A2) A big step up in difficulty here, reflected by the 600 point score I guess.

A simple starting point is every wolf adjacent to a sheep implies a line.  With a 16×16 grid brute force is just out of reach with there being up to 30 lines.  However the limit of only 16 is suggestive when if the problem was was an easy polynomial DP type solution it would probably allow up to 50×50 grids.

So, one approach is to try all 2^15 options for one dimension and then ‘as required’ add lines in the other dimension.  This ‘greedy’ approach of putting off adding lines as long as possible, seems reasonable when there is only one dimension of consideration.  Alternatively if that seems too risky there should be a simple DP of minimum number of lines needed for the first k columns with the last line at column x, however the running time is starting to get a bit risky at 2^15 * 16^3 (requiring some pre-computing to get it down to that low even I think…).  The as need approach (looking at someone else’s solution which passed) seems like it can be done in 2^15 * 16^2 operations which is much safer, this still requires some care to avoid accidentally getting an extra factor of 16.

Q3) Given a tree of n nodes where each node other than the first specifies its parent, determine probability that the kth ‘bird’ can land on the tree if they random walk down from the root to avoid having more than 1 birds on a node and fly away if the final child they arrive at is occupied.

A3) So my first thoughts about this problem was that it was a simple ‘calculate probability of kth bird landing on each spot using probability that each spot is filled as of k -1th bird’, and accumulating up from the no birds scenario, but this doesn’t work – because of correlation effects, there are cases a simple method like this will count that can’t actually happen.  The probability of landing depends strongly on the number of birds that have passed through a given child.

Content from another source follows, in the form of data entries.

PR #4577, opened 2022-08-12
E2E setup tests: Ignore Docker build ./wordpress-xdebug

### LINKED ISSUE #4585: E2E - Docker build fails when running inside GH actions
See p1660267127466569-slack-CGGCLBN58

#### Issue 

Sometimes we see the `wordpress` Docker build process failed like [here](https://github.com/Automattic/woocommerce-payments/runs/7800300481?check_suite_focus=true#step:14:35):

```
===> Starting CLIENT containers
Creating network "env_default" with the default driver
Pulling db (mariadb:10.5.8)...
Building wordpress
The command '/bin/sh -c pecl install xdebug-2.9.8 	&& echo 'xdebug.remote_enable=1' >> $PHP_INI_DIR/php.ini 	&& echo 'xdebug.remote_port=9000' >> $PHP_INI_DIR/php.ini 	&& echo 'xdebug.remote_host=host.docker.internal' >> $PHP_INI_DIR/php.ini 	&& echo 'xdebug.remote_autostart=0' >> $PHP_INI_DIR/php.ini 	&& docker-php-ext-enable xdebug > /dev/null' returned a non-zero code: 1
Service 'wordpress' failed to build : Build failed
```

htdat:
Fixes #4585 

See p1660267127466569-slack-CGGCLBN58

#### Issue 

Sometimes we see the `wordpress` Docker build process failed like [here](https://github.com/Automattic/woocommerce-payments/runs/7800300481?check_suite_focus=true#step:14:35):

```
===> Starting CLIENT containers
Creating network "env_default" with the default driver
Pulling db (mariadb:10.5.8)...
Building wordpress
The command '/bin/sh -c pecl install xdebug-2.9.8 	&& echo 'xdebug.remote_enable=1' >> $PHP_INI_DIR/php.ini 	&& echo 'xdebug.remote_port=9000' >> $PHP_INI_DIR/php.ini 	&& echo 'xdebug.remote_host=host.docker.internal' >> $PHP_INI_DIR/php.ini 	&& echo 'xdebug.remote_autostart=0' >> $PHP_INI_DIR/php.ini 	&& docker-php-ext-enable xdebug > /dev/null' returned a non-zero code: 1
Service 'wordpress' failed to build : Build failed
``` 

The purpose of the Dockerfile build `tests/e2e/env/wordpress-xdebug/Dockerfile` is to add xDebug, some other commands like `subversion mariadb-client less`, and WP-CLI. But we're not using them or they have already been available in the WordPress docker image: 

- We disabled xDebug for CI in the `setup.sh` script after building a new image for it: 
https://github.com/Automattic/woocommerce-payments/blob/2db0e16ddb0d5932888d9f8d7760abd6d2fd4063/tests/e2e/env/setup.sh#L108-L112

- We also use `wordpress:cli` in this `setup.sh` script so no need to embed it in the Dockerfile build:
https://github.com/Automattic/woocommerce-payments/blob/2db0e16ddb0d5932888d9f8d7760abd6d2fd4063/tests/e2e/env/setup.sh#L139-L140

My approach here is pretty aggressive, as I am completely removing the Dockerfile file for build. Though, it might be still useful if we need to eable xDebug for local E2E test sites. If so, we might update this PR to have more flexibility between "a build" for local vs "an image" for CI. 

An added benefit is that without building this Dockerfile, the `Prepare test environment` step is faster between 30-60s. 

#### Testing instructions

- Manually run E2E tests for this branch `e2e/ignore-docker-build-for-client-site` on https://github.com/Automattic/woocommerce-payments/actions/workflows/e2e-test.yml
- Confirm that all tests run fine.

Here is a run: https://github.com/Automattic/woocommerce-payments/actions/runs/2845444886

-------------------

**Post merge**


tests/e2e/env/docker-compose.yml
```diff
@@ -2,8 +2,7 @@ version: '3'
 
 services:
   wordpress:
-    build: ./wordpress-xdebug
-    image: wcp_e2e_wordpress
+    image: wordpress:5.6.2-php7.3
```
achyuthajoy, line 5: Could we also update the image to one with PHP v7.4? We specify PHP 7.4 for E2E tests, but the docker images still uses PHP 7.3.

tests/e2e/env/setup.sh
```diff
@@ -105,12 +105,6 @@ if [[ -z $CI ]]; then
 	docker-compose -f "$E2E_ROOT"/env/docker-compose.yml up --build --force-recreate -d phpMyAdmin
 fi
 
-if [[ -n $CI ]]; then
```
achyuthajoy, line 108: @htdat Like you mentioned, on previous modifications, I added this condition to allow xDebug for debugging locally. I'm OK with this change, let see if other have more queries.

achyuthajoy (commented):
Thanks for working on this @htdat and I've left some comments. The changes look good to me but haven't approved it. Let hear from other as well.

Also noting that this is the first time I'm seeing the docker build failing. Manual re-run solved the issue and I believe that the failure could be related to GH actions.

tests/e2e/env/docker-compose.yml
htdat: This image ID is from the to-be-deleted `Dockerfile`:
https://github.com/Automattic/woocommerce-payments/blob/5d19129845e132624bb08cf8f7bb325803f04516/tests/e2e/env/wordpress-xdebug/Dockerfile#L1

But yeah, I can add it to PHP 7.4. I will update the WP version to `5.8` too as it's our minimum requirement now:
https://github.com/Automattic/woocommerce-payments/blob/5d19129845e132624bb08cf8f7bb325803f04516/woocommerce-payments.php#L13-L14

achyuthajoy: That would be great. Thanks 🤝

htdat:
> Also noting that this is the first time I'm seeing the docker build failing. 

This is not my first time though. However, even so, letting Docker build a new image and then not use additional features is kinda... wasteful. 

In the past, we might need these additional features but from what I see, we do not need them, at least with our current E2E tests.

> Manual re-run solved the issue and I believe that the failure could be related to GH actions.

Looking at the error I quoted above, I think it's an issue when trying to install `xdebug`:

```
The command '/bin/sh -c pecl install xdebug-2.9.8 [...] returned a non-zero code: 1
```

tests/e2e/env/docker-compose.yml
htdat: Addressed here: https://github.com/Automattic/woocommerce-payments/pull/4577/commits/075050509db89848271367782d8b03c868c93468

htdat:
Addressed feedback. Ready for another review. 

@achyuthajoy - since I will be off soon, please help me merge this PR if we get consensus about this change.

tests/e2e/env/docker-compose.yml
achyuthajoy: Awesome. Thanks 👍

achyuthajoy:
> Addressed feedback. Ready for another review.
> 
> @achyuthajoy - since I will be off soon, please help me merge this PR if we get consensus about this change.

Sure @htdat. I'll merge the PR when approved.

tests/e2e/env/docker-compose.yml
```diff
@@ -2,8 +2,7 @@ version: '3'
 
 services:
   wordpress:
-    build: ./wordpress-xdebug
-    image: wcp_e2e_wordpress
+    image: wordpress:5.8.3-php7.4
```
deepakpathania, line 5: I am ok with the change as well, only concern is whether updating this image as we bump versions would become an additional task for us. Any way to get the `latest` we support here?

achyuthajoy: I don't think it's an issue @deepakpathania. We update the WP & WC versions before running tests.

htdat: > We update the WP & WC versions before running tests.

Yes, that's right. Also, if using `latest`, I am not sure if we can run the downgrade with this command: 
https://github.com/Automattic/woocommerce-payments/blob/5d19129845e132624bb08cf8f7bb325803f04516/tests/e2e/env/setup.sh#L152-L155

Based on the description here https://developer.wordpress.org/cli/commands/core/update/, it's for `new versions`.

achyuthajoy:
Closing the PR based on the discussion to keep development & test environment in sync. With the suggested change we would be using a different docker image from what's present on development environment.

PR #4587, opened 2022-08-15
Duplicated payment methods after paying for a subscription via WooPay

### LINKED ISSUE #4571: Prevent non-attached payment methods from showing up in the My Account page
### Description

Requires 2359-gh-Automattic/woocommerce-payments-server

Under the merchant site -> My Account -> Payment methods page, there can be duplicates of the same payment method even though only one instance is attached to the customer object. This happens when coming back from paying for a subscription via WooPay using a card that already exists on the merchant site.

### Acceptance criteria

* No more than a single instance of the same payment method must be shown under My Account -> Payment methods
* Subscriptions and renewals must continue to work

### Testing instructions

1. Create a subscription product in the merchant site
2. Purchase it via WooPay (use an account that already exists in WooPay)
3. On the merchant site, go to My Account -> Payment methods
  Notice the card you selected in WooPay is now listed
4. Purchase a subscription again via WooPay. Select the same card you selected before
5. On the merchant site, go to My Account -> Payment methods
  Notice that now there are two instances of the same card

### Dev notes
If you go to the Stripe dashboard -> Merchant account -> customer you just used, you can see that only a single instance of the payment method exists in the customer. This means that the problem here is likely on how WCPay handles the payment methods rather than how WooPay is attaching them.

a-danae:
Fixes #4571

#### Testing instructions

*

-------------------

**Post merge**

### DIFF
--- a/includes/class-wc-payment-gateway-wcpay.php
+++ b/includes/class-wc-payment-gateway-wcpay.php
@@ -1300,12 +1300,32 @@ class WC_Payment_Gateway_WCPay extends WC_Payment_Gateway_CC {
 
 			if ( $save_payment_method_to_store && ! $intent_failed ) {
 				try {
+					$token = null;
+
 					// Setup intents are currently not deserialized as payment intents are, so check if it's an array first.
 					// For payment intents, we may provide a platform payment method from `$payment_information`, but we need
 					// to return a connected payment method. So we should always retrieve the payment method from the intent.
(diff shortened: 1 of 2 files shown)


brianyu28 (approved):
Thanks @a-danae! This fix works, and the changes look good to me. Thanks for the especially detailed test cases, too.

While testing this, I realized that it's possible to use WooPay to pay for early renewal payments via the subscription management screen, regardless of whether the original subscription was bought using WooPay. I tested renewals both with and without WooPay, and both work well with the changes in this PR.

Instead you need to calculate the probability the kth bird will land if k-1 birds have already passed through a given node.  Boundary conditions are If k = 1, then 100 %.  If the node has no children, then 0%.  Otherwise binomial coefficients are involved for each child and the subset of k – 1 which went down that child, plus 1 for the current bird.  Basically given the c children, what is the probability of n out of k – 1 birds go down any specific child is multiplied by the chance n+1th bird will land if n birds have already gone through that child.  This is then averaged over the children.

I suspect I wouldn’t have solved this problem in time, the strong dependence in the probability on the number of birds is a bit deeper into probability theory than I grasp intuitively.